Find out what experts say really matters about the foods you eat -- and why staying away from certain foods might help your fibromyalgia symptoms.
The condition is called fibromyalgia. It consists of a complex array of symptoms that include widespread muscle and joint pain along with overwhelming fatigue. And none of it goes away, no matter how much rest you get.
Fibromyalgia affects up to 4% of the population -- mostly women. And there is still no known cause or recognized treatment that works for everyone. That's one reason, say experts, that so many people have turned to diet as a way to relieve some of the symptoms.
The fact is there's little scientific evidence to support any single eating plan as a way to deal with fibromyalgia. Nevertheless, a trip around the Internet will show that dietary approaches to fibromyalgia abound. The variety is so diverse it's hard to imagine they are all aimed at treating the same disease.
Eat more whole grains. Don't eat any whole grains. All fruit is good. Some fruit is bad. Tomatoes are healthy. Tomatoes are harmful. Sugar is bad. Sugar has no impact. Avoid meat. Eat. . . .
Confused? Don't be. Experts say diversity is another hallmark of fibromyalgia.

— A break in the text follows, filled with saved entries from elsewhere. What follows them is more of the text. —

PR #327, opened 2026-04-25
Add an example writer

sjlongland:
This provides an example implementation of the abstract writer interface using low-level file I/O as a demonstration.


sjlongland:
We can merge this into https://github.com/intel/tinycbor/pull/208 if desired, I created the separate branch expecting there'd be more, but it looks like nearly all the work was on the parser end.

PR #335, opened 2026-09-13
fix(cbortojson): keep strchr() result const for C23

suda-morris:
This PR fixed the following build warning:

```
/tinycbor/src/cbortojson.c: In function ‘escape_text_string’:                                                         
/tinycbor/src/cbortojson.c:344:21: error: initialization discards ‘const’ qualifier from pointer target type          
[-Werror=discarded-qualifiers]                                                                                                                                       
  344 | char *esc = c > 0 ? strchr(escapeChars, c) : NULL;                                                                                                           
      | ^                                                                                                                                                            
cc1: all warnings being treated as errors                                                                                                                            
configdep.c:684: in main: exec_process exited with error code: 1        
```

GCC in C23 mode gives strchr() the const of its argument, so assigning the result into a char * is -Wdiscarded-qualifiers. That becomes a build error under -Werror. esc is only used as a pointer into the const escapeChars table, so const is correct.


suda-morris:
@thiagomacieira PTAL

thiagomacieira (approved):

thiagomacieira:
Thank you!

PR #176, opened 2024-06-16
Fix `micromark-build` in `dev` folders

puqeko:
### Initial checklist

### Description of changes

**Problem:** Cloning micromark (main branch) into `~/dev/` (or any path containing `/dev/`) and running `npm install && npm run build` fails with `Cannot find module...`.

**Cause:** micromark-build replaces the first occurrence of `/dev/` in the full file path instead of the last occurrence when moving `.js` files up a directory.

**Proposed Solution:** This PR adds a negative lookahead to the regular expression in `.replace` so that the **last** occurrence of `/dev/` is replaced correctly.

### DIFF
--- a/packages/micromark-build/index.js
+++ b/packages/micromark-build/index.js
@@ -19,7 +19,7 @@ let index = -1
 
 while (++index < files.length) {
   const input = new URL(files[index], root + '/')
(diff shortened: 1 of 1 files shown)


wooorm:
Thanks! :)

PR #185, opened 2024-11-10
Refactor to improve resolveAllLabelEnd performance

PerfectPan:
### Initial checklist

* [x] I read the support docs 
* [x] I searched issues and couldn’t find anything (or linked relevant results below) 
* [x] If applicable, I’ve added docs and tests

### Description of changes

"This is because fibromyalgia is not a specific illness," says Michael McNett, MD. McNett directs the Fibromyalgia Treatment Centers of America, headquartered in Chicago. "Fibromyalgia is more like a symptom complex, and different people appear to have different reasons why they get this symptom complex," he says. "So what works for one person very frequently does not work for another."
And this, say experts, includes dietary measures.
Kent Holtorf, MD, is the medical director of the Holtorf Medical Group Center for Endocrine, Neurological and Infection Related Illness in Torrance, California. He says, "We're at the point now where we know diet plays a role in this disease -- it's just not the same diet for everybody. And not everybody is helped in the same way."